The Drosophila model of this disease is based on the introduction of UAS constructs of the human fusion gene (indicated as Hsap\RUNX1::Hsap\RUNX1T1) into flies. When expressed in embryonic hemocytes, differentiation of the blood cell lineage is inhibited, resulting in a dramatic increase in hematopoietic precursors.
[updated Feb. 2016 by FlyBase; FBrf0222196]
Acute myeloid leukemia (AML) is one of the most common types of leukemia among adults; it is uncommon under age 40. (Most childhood leukemias are acute lymphocytic leukemia, ALL). AML affects myeloid cells, resulting in an abundance of abnormal immature cells within the blood-cell-producing bone marrow; normal hematopoietic processes become increasingly compromised. Persons with AML are more likely to have infections and have an increased risk of bleeding as the numbers of healthy blood cells decrease. [from MedlinePlus; https://www.nlm.nih.gov/medlineplus/ency/article/000542.htm ]

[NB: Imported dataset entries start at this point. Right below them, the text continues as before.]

PR #749, opened 2022-11-01
Prevent usage of reserved words in grammars

msujew:
Closes https://github.com/langium/langium/issues/529

Validates all AST instances which are generated as part of types (i.e. parser rules, inferred types, interfaces, etc). Anything that is either a keyword of TS/JS or a globally available object/function/constant will result in a validation error.


packages/langium/src/grammar/langium-grammar-validator.ts
```diff
@@ -29,21 +29,27 @@ export class LangiumGrammarValidationRegistry extends ValidationRegistry {
...
-                validator.checkRuleParametersUsed
+                validator.checkRuleParametersUsed,
+                validator.checkParserRuleReservedName,
             ],
             TerminalRule: [
                 validator.checkTerminalRuleReturnType,
                 validator.checkHiddenTerminalRule,
                 validator.checkEmptyTerminalRule
             ],
+            InferredType: validator.checkReservedTypeName,
```
pluralia, line 52: Why not `checkTypeReservedName`? It would be more consistent with other names.

pluralia (changes requested):
Property `arguments` gives a validation error:
Screenshot 2022-11-01 at 23 23 34

Issue #385, opened 2022-01-20
The strict mode for types inference


pluralia:
In Langium 0.2.0 types are inferred from rules names implicitly. For example, the following 2 examples will infer a type `MyRule` with the attribute `name`.
```
MyRule:
    name=ID;
```
```
MyRule returns MyRule:
    name=ID;
```
When we [add types](https://github.com/langium/langium/discussions/91#discussioncomment-1264914), type inference like described above will still be allowed by default.

This feature issue proposes to add the strict mode, when implicit type inference is forbidden. So, the way to specify a type of `MyRule` in the strict mode is:
```
type MyRule = {
    name: string
}

MyRule returns MyRule:
    name=ID;
```

Pluralia:
We can generate "a type system template" automatically in the strict mode. So, we just infer types like in the "default" mode and put them in separate `.langium` file. As the result:
1. The strict mode works out of box
2. A user develops the type system by adding and modifying types instead of creating everything from zero

@danieldietrich proposed to add that functionality to the CLI.

spoenemann:
This will be considerably easier to implement with #438 and #440.

PR #754, opened 2022-11-04
langium-cli to generate types definition

dhuebner:
This PR adds:
- a new option `-t, --types  <file>` to langium-cli that only triggers the type definition generation
- a command to the Langium extension that triggers langium-cli to generate type definitions
- a context menu entry to the Langium editor the triggers the command 

generate-langium-types

### DIFF
--- a/packages/langium-cli/src/langium.ts
+++ b/packages/langium-cli/src/langium.ts
@@ -8,7 +8,7 @@ import chalk from 'chalk';
 import fs from 'fs-extra';
 import { Command } from 'commander';
 import { validate } from 'jsonschema';
-import { generate, GenerateOptions, GeneratorResult } from './generate';
+import { ExtractTypesOptions, generate, GenerateOptions, generateTypes, GeneratorResult } from './generate';
 import { cliVersion, elapsedTime, getTime, log, schema } from './generator/util';
 import { LangiumConfig, loadConfigs, RelativePath } from './package';
 import path from 'path';
@@ -27,6 +27,18 @@ program
             process.exit(1);
         });
     });
+program.command('extract-types')
+    .argument('<file>', 'the langium grammar file to generate types for')
+    .option('-o, --output <file>', 'output file name. Default is types.langium next to the grammar file.')
+    .option('-f, --force', 'Force overwrite existing file.')
+    .action((file, options: ExtractTypesOptions) => {
+        options.grammar = file;
+        generateTypes(options).catch(err => {
+            console.error(err);
+            process.exit(1);
+        });
+    })
+    .action;
 
 program.parse(process.argv);
 
--- a/packages/langium-vscode/package.json
+++ b/packages/langium-vscode/package.json
@@ -19,12 +19,18 @@
     "vscode": "^1.53.0"
   },
   "contributes": {
-    "languages": [{
-      "id": "langium",
-      "extensions": [ ".langium" ],
-      "aliases": [ "Langium" ],
-      "configuration": "./data/langium.configuration.json"
-    }],
+    "languages": [
+      {
+        "id": "langium",
+        "extensions": [
+          ".langium"
+        ],
+        "aliases": [
+          "Langium"
+        ],
+        "configuration": "./data/langium.configuration.json"
+      }
+    ],
     "grammars": [
       {
         "language": "langium",
@@ -65,7 +71,7 @@
   "dependencies": {
     "langium": "0.5.0",
     "vscode-languageserver": "^8.0.2",
-    "ignore":"~5.2.0"
+    "ignore": "~5.2.0"
   },
   "devDependencies": {
     "@types/vscode": "^1.53.0",
@@ -78,7 +84,7 @@
   },
   "bugs": "https://github.com/langium/langium/issues",
   "author": {
-      "name": "TypeFox",
-      "url": "https://www.typefox.io"
+    "name": "TypeFox",
+    "url": "https://www.typefox.io"
   }
 }
--- a/package-lock.json
+++ b/package-lock.json
@@ -1349,9 +1349,9 @@
       "integrity": "sha512-dOy+3AuW3a2wNbZHIuMZpTcgjGuLU/uBL/ubcZF9OXbDo8ff4O8yVp5Bf0efS8uEoYo5q4Fx7dY9OgQGXgAsQA=="
     },
     "node_modules/commander": {
-      "version": "8.2.0",
-      "resolved": "https://registry.npmjs.org/commander/-/commander-8.2.0.tgz",
-      "integrity": "sha512-LLKxDvHeL91/8MIyTAD5BFMNtoIwztGPMiM/7Bl8rIPmHCZXRxmSWr91h57dpOpnQ6jIUqEWdXE/uBYMfiVZDA==",
+      "version": "8.3.0",
+      "resolved": "https://registry.npmjs.org/commander/-/commander-8.3.0.tgz",
+      "integrity": "sha512-OkTL9umf+He2DZkUq8f8J9of7yL6RJKI24dVITBmNfZBmri9zYZQrKkuXiKhyfPSu8tUhnVBB1iKXevvnlR4Ww==",
       "engines": {
         "node": ">= 12"
       }
@@ -4579,7 +4579,7 @@
       "license": "MIT",
       "dependencies": {
         "chalk": "^4.1.2",
-        "commander": "^7.2.0",
+        "commander": "^8.0.0",
         "fs-extra": "^9.1.0",
         "jsonschema": "^1.4.0",
         "langium": "~0.5.0",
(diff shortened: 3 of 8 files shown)


dhuebner:
Known issue: wrong grammar is used to escape the names with `^`

packages/langium-cli/src/langium.ts
```diff
@@ -20,12 +20,20 @@ program
     .command('generate')
     .description('Generate code for a Langium grammar')
     .option('-f, --file <file>', 'the configuration file or package.json setting up the generator')
+    .option('-t, --types <file>', 'the langium grammar file to generate types for')
```
spoenemann, line 23: Thanks! I'd propose to define a new command instead of an option for the existing command. What about `extract-types`?

dhuebner: I had problems with adding CLI options with `-` in the name. I will try it with `-e, --extract-types` again

spoenemann: I mean defining a command, not an option:
```typescript
    .command('extract-types')
    .action(() => ...)
```

dhuebner: Oh you mean like `langium extract-types -g mygrammar.langium --target types.langium` ?

spoenemann: Yes, something like that. Either for a specific grammar given as option or for all grammars mentioned in langium-config.json

dhuebner: I've added a new command `extract-types`.
Usage: `langium extract-types <file> [--output <file>]`

Generating types for multiple grammars in one flow can be added later

pluralia:
Could you please add "a button", that replaces `returns` keyword automatically and remove declared types and interfaces from the initial grammar?

pluralia (commented):
Could you add also generation type files automatically for each `.langium` file in the workspace?

One more moment: the types generation is not correct, because of [this issue](https://github.com/langium/langium/issues/756). So, it's not a problem of your PR changes, but we should keep it in mind.

packages/langium-vscode/src/commands.ts
```diff
@@ -0,0 +1,92 @@
...
+        return;
+    }
+    let cliVersion;
+    try {
+        cliVersion = await execute('langium -V', true);
+        // TODO add version compatibility check
+        log('Using langium-cli v' + String(cliVersion).trim());
+    } catch (error) {
+        // not installed
+        const installCmd = 'npm install -g langium-cli';
```
msujew, line 26: I wouldn't expect users to install the `langium-cli` globally. The extension should instead use the package that is in the `node_modules`. TypeScript for example works the same way.

msujew:
> Could you add also generation type files automatically for each .langium file in the workspace?

What do you mean with that?

pluralia:
> > Could you add also generation type files automatically for each .langium file in the workspace?
> 
> What do you mean with that?

If I have some `.langium` files in my workspace and want to have a type file for each of them, currently, I have to start generation for each of them. I'd like to have a flag, that do it automatically.

msujew:
@pluralia Since people will execute this command only rarely for their grammars, I'm fine with not generating all fines using a single click. We can add this additional feature in a separate PR, it's a bit out of scope for this PR.

spoenemann:
@dhuebner @pluralia please keep in mind that VS Code is designed to be terminal- and keyboard-centric. It's not like in Eclipse IDE where you need a menu item for everything. Adding UI elements can be perceived as intrusive by users who want to keep their IDE clean.

In fact I believe Eclipse IDE is a very bad example of what happens when all plug-in developers add their own UI elements: the tool becomes bloated with buttons, views and menu entries, and as result it feels heavyweight.

spoenemann (commented):
I tried the following in `examples/statemachine`:

```
 $ ../../packages/langium-cli/bin/langium.js extract-types src/language-server/statemachine.langium 
Error: ENOENT: no such file or directory, open '/src/language-server/statemachine.langium'
    at Object.openSync (node:fs:590:3)
    at Object.readFileSync (node:fs:458:35)
    at NodeFileSystemProvider.readFileSync (/workspace/langium/packages/langium/lib/node/node-file-system-provider.js:22:29)
    at DefaultLangiumDocuments.getContent (/workspace/langium/packages/langium/lib/workspace/documents.js:180:40)
    at DefaultLangiumDocuments.getOrCreateDocument (/workspace/langium/packages/langium/lib/workspace/documents.js:174:70)
    at generateTypes (/workspace/langium/packages/langium-cli/lib/generate.js:206:32)
    at Command.<anonymous> (/workspace/langium/packages/langium-cli/lib/langium.js:38:34)
    at Command.listener [as _actionHandler] (/workspace/langium/node_modules/commander/lib/command.js:488:17)
    at /workspace/langium/node_modules/commander/lib/command.js:1227:65
    at Command._chainOrCall (/workspace/langium/node_modules/commander/lib/command.js:1144:12) {
  errno: -2,
  syscall: 'open',
  code: 'ENOENT',
  path: '/src/language-server/statemachine.langium'
}
```

I guess you should resolve the input file against `.` (use `path.resolve` from Node.js), and check whether the file exists before opening it.

Second observation: Please check whether the output file exists before overwriting it. In that case I propose asking the user a yes/no question. You can use the `readline` Node.js module for this, see [this example](https://github.com/eclipse/openvsx/blob/464d6a48e8b81cc6e7526f62a8ae6b9b309a119d/cli/src/util.ts#L161-L185).

Third observation: The Langium editor does not support using types from other files yet: cross-references are broken and validations don't work as expected. Do we have open issues for that?

packages/langium-vscode/package.json
```diff
@@ -47,10 +47,28 @@
           "description": "Specifies the exclusion patterns during initial workspace indexing. You will need to reload your extension afterwards."
         }
       }
+    },
+    "commands": [
```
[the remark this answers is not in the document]
dhuebner: True, I will format the whole file, thanks!

packages/langium-vscode/src/commands.ts
dhuebner: > The extension should instead use the package that is in the node_modules

I disagree here. Langium extension as part of the tooling should **not** use the project setup, but a compatible langium-cli version installed globally. Imagine you have a Langium project in v0.5.0 and Langium extension in v0.6.0, this will not work as the released v0.5.0 langium-cli lacks corresponding CLI command implementation. 

However, I would love to see how TypeScript manages that with `npm_modules` folder, could you point me to the corresponding repository? We could offer this as an option before starting generation.

Btw. we suggest users to install example cli generators globally, is that something we can improve/change?

dhuebner:
@spoenemann 
> I guess you should resolve the input file against . (use path.resolve from Node.js), and check whether the file exists before opening it.

Done.

> Second observation: Please check whether the output file exists before overwriting it. In that case I propose asking the user a yes/no question. You can use the readline Node.js module for this, see [this example](https://github.com/eclipse/openvsx/blob/464d6a48e8b81cc6e7526f62a8ae6b9b309a119d/cli/src/util.ts#L161-L185).

Done. Also added `--force` option to force overwrite existing file.

> Third observation: The Langium editor does not support using types from other files yet: cross-references are broken and validations don't work as expected. Do we have open issues for that?

Yes, I think so.

packages/langium-vscode/package.json
```diff
@@ -47,10 +53,28 @@
...
+          "when": "editorLangId == langium",
+          "group": "z_commands"
+        }
+      ]
     }
   },
   "activationEvents": [
-    "onLanguage:langium"
+    "onLanguage:langium",
+    "langium-vscode.generate-types"
```
spoenemann, line 77:
```suggestion
    "onCommand:langium-vscode.generate-types"
```

packages/langium-vscode/src/commands.ts
spoenemann: > Langium extension as part of the tooling should not use the project setup, but a compatible langium-cli version installed globally.

I strongly disagree. Depending on a globally installed `langium-cli` breaks reproducibility of builds. You should always add it to `devDependencies`, and any tooling should use the local version if available.

spoenemann:
I'm skeptical about the UI contribution, both from a conceptual standpoint (https://github.com/langium/langium/pull/754#issuecomment-1305518558) and a technical standpoint (https://github.com/langium/langium/pull/754#discussion_r1014230447). We shouldn't make too strong assumptions about the user's project setup. I doubt that we can make such a UI contribution work as the user expects in all circumstances (think of different package managers: yarn, pnpm, bun, ...)

@dhuebner please have a look at the [Task Provider API](https://code.visualstudio.com/api/extension-guides/task-provider), this could match our use case better than a command.

My proposal: Remove the UI contribution from this PR and create a separate PR for it after evaluating the Task Provider approach.

dhuebner:
> My proposal: Remove the UI contribution from this PR and create a separate PR for it after evaluating the Task Provider approach.

@spoenemann 
I removed all the UI contributions. Will look into Task API to check if it fits the requirements well and create a new PR.
The new cli functionality is very helpful also without UI, so please review once again :)

spoenemann (approved):
Great! The only thing I'm missing is a console output after generating the types file, printing the path of the generated file so I can cmd-click it to open it right away.

Follow-up work: add an option to modify the grammar file so it uses the generated types instead of inferring them. @dhuebner could you create an issue for that?

Further follow-up work: #385

PR #755, opened 2022-11-04
Enable unbounded parser lookahead

msujew:
Closes https://github.com/langium/langium/issues/202

Note that the normal LL(_k_) lookahead can be enabled in the parser config by specifying a `maxLookahead`.


packages/langium/src/parser/langium-parser.ts
```diff
@@ -518,9 +519,13 @@ class ChevrotainWrapper extends EmbeddedActionsParser {
...
 
     constructor(tokens: TokenVocabulary, config?: IParserConfig) {
+        const useDefaultLookahead = config && 'maxLookahead' in config;
         super(tokens, {
             ...defaultConfig,
-            ...config
+            ...config,
+            lookaheadStrategy: useDefaultLookahead
+                ? new LLkLookaheadStrategy({ maxLookahead: config.maxLookahead })
+                : new LLStarLookaheadStrategy()
```
spoenemann, line 528: Can we swap the new property with the `...config` object so we can explicitly override this strategy?

spoenemann (approved):
FINALLY! 🎉 

I'll publish a `next` version after merging this so we can test it with other languages.

Issue #745, opened 2022-10-31
Cross reference in separate files with rule name same as type name raises error


luan-xiaokun:
The error `Use the rule type 'X' instead of the typed rule name 'X' for cross references.` is raised when

1. The name of the referenced type and the name of its parse rule are the same,
2. The parse rule of the referenced type and the cross reference are placed in different files.

Using different name or placing them in one file can remove this error.

A minimal example:
```
// file debug.langium
grammar Debug

import './foo'

entry Model:
    (b+=B | a+=A)*;

// A infers A:
//     'A' a=ID;

B infers B:
    'B' b=[A:ID];
```

```
// file foo.langium
A infers A:
    'A' a=ID;

terminal ID: /[_a-zA-Z][\w_]*/;
```

Renaming the rule `A` or moving it into debug.langium both resolve the error.

msujew:
For anyone interesting in picking this up: This issue can be addressed by overriding the `Linker` for the grammar language and prioritizing interfaces/types over rules when resolving cross references to `AbstractType`.

luan-xiaokun:
@msujew If I understand it correctly, the scope provider of langium grammar seems to have already prioritized interfaces and types over rules. So the issue here seems to be the type/interface we want to reference (`A` in the example) not being included in the scope.

https://github.com/langium/langium/blob/824f098b1c924e039aa2884ff82d6544ab4b8ee5/packages/langium/src/grammar/references/grammar-scope.ts#L30-L46

Indeed, in this minimal example, I found no type/interface named `A` in the provided scope, but there is a rule named `A`. (I used the console to print all elements in the scope, something like `scopeProvider.getScope(refInfo).getAllElements().toArray().map(...)`, please let me know if there is a better way to debug this).

If we omit the `infers A`, just write `A: 'A' a=ID`, then the error disappears, but in this case, there is still no interface named `A` in the scope. This error is not raised because now the `type.ref.returnType || type.ref.inferredType` is false, so it passes the validation check. If we remove this condition, then the same error is raised again. This means that when we omit the `infers A` to suppress the error, the cross reference is not correctly resolved (but the generated extension works well).

https://github.com/langium/langium/blob/824f098b1c924e039aa2884ff82d6544ab4b8ee5/packages/langium/src/grammar/langium-grammar-validator.ts#L698-L706

Renaming the rule does not help now, but I'm sure that when I posted this issue renaming was a workaround (on Ubuntu platform). Maybe it's because I'm using Windows platform now?

[...]

PR #768, opened 2022-11-14
Added test for #745

spoenemann:
I also added / changed a few APIs along the way.

### DIFF
--- a/packages/langium/src/workspace/ast-node-locator.ts
+++ b/packages/langium/src/workspace/ast-node-locator.ts
@@ -30,7 +30,7 @@ export interface AstNodeLocator {
      * @returns The `AstNode` located under the given path, or `undefined` if the path cannot be resolved.
      * @see AstNodeLocator.getAstNodePath
      */
-    getAstNode(document: LangiumDocument, path: string): AstNode | undefined;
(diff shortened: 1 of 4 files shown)


packages/langium/test/grammar/references/grammar-scoping.test.ts
```diff
@@ -0,0 +1,60 @@
...
+            'B' b=[A:ID];
+        terminal ID: /[_a-zA-Z][\\w_]*/;
+        `);
+        await services.shared.workspace.DocumentBuilder.build([grammar]);
+        const reference = locator.getAstNode<CrossReference>(grammar, 'rules@2/definition/elements@1/terminal');
+        const inferredType = locator.getAstNode<InferredType>(grammar, 'rules@1/inferredType');
+        expect(reference?.type.ref).toBe(inferredType);
+    });
+
+    test('Linking in other file', async () => {
```
msujew, line 40: Do you mind adding another test here, which tests that cross references to type declarations (interfaces) are correctly resolved even in the face of a parser rule with the same name, which returns this interface? Something like this:

```
interface X {
  ...
}
X returns X: ...;

// In a separate file
Y: ref=[X:ID];
```

msujew (approved):
LGTM 👍

PR #774, opened 2022-11-22
Programmatic reference construction

spoenemann:
See https://github.com/langium/langium/discussions/773. The `$refNode` property is made optional so programmatic construction of (partial) ASTs with references is easier.

### DIFF
--- a/packages/langium/src/lsp/references-provider.ts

See general description, above.
The most common translocation in core binding factor acute myeloid leukemia (CBF-AML) is t(8;21), which fuses a part of the RUNX1 gene (also known as AML1) on chromosome 21 with part of the RUNX1T1 gene (also known as ETO) on chromosome 8. [from Genetics Home Reference, Core binding factor acute myeloid leukemia]
RUNX1 encodes one of the components of the core binding factor (CFB) transcription factor complex. The RUNX1-RUNX1T1 fusion protein produced as a result of t(8;21) is able to form CBF and attach to DNA, like the normal RUNX1 protein. However, because the function of the transcription factor produced from the normal RUNX1T1 gene is to block gene activity, the abnormal CBF represses, rather than activates, transcription of the regulated genes. [from Genetics Home Reference, Core binding factor acute myeloid leukemia]
The RUNX1 gene encodes a Runt-related transcription factor; it plays a primary role in the development of all hematopoietic cell types. [from MIM:151385; 2016.02.03]
Many to one: 3 human to 1 Drosophila; additional orthologous genes in human are CBFA2T3 and CBFA2T2.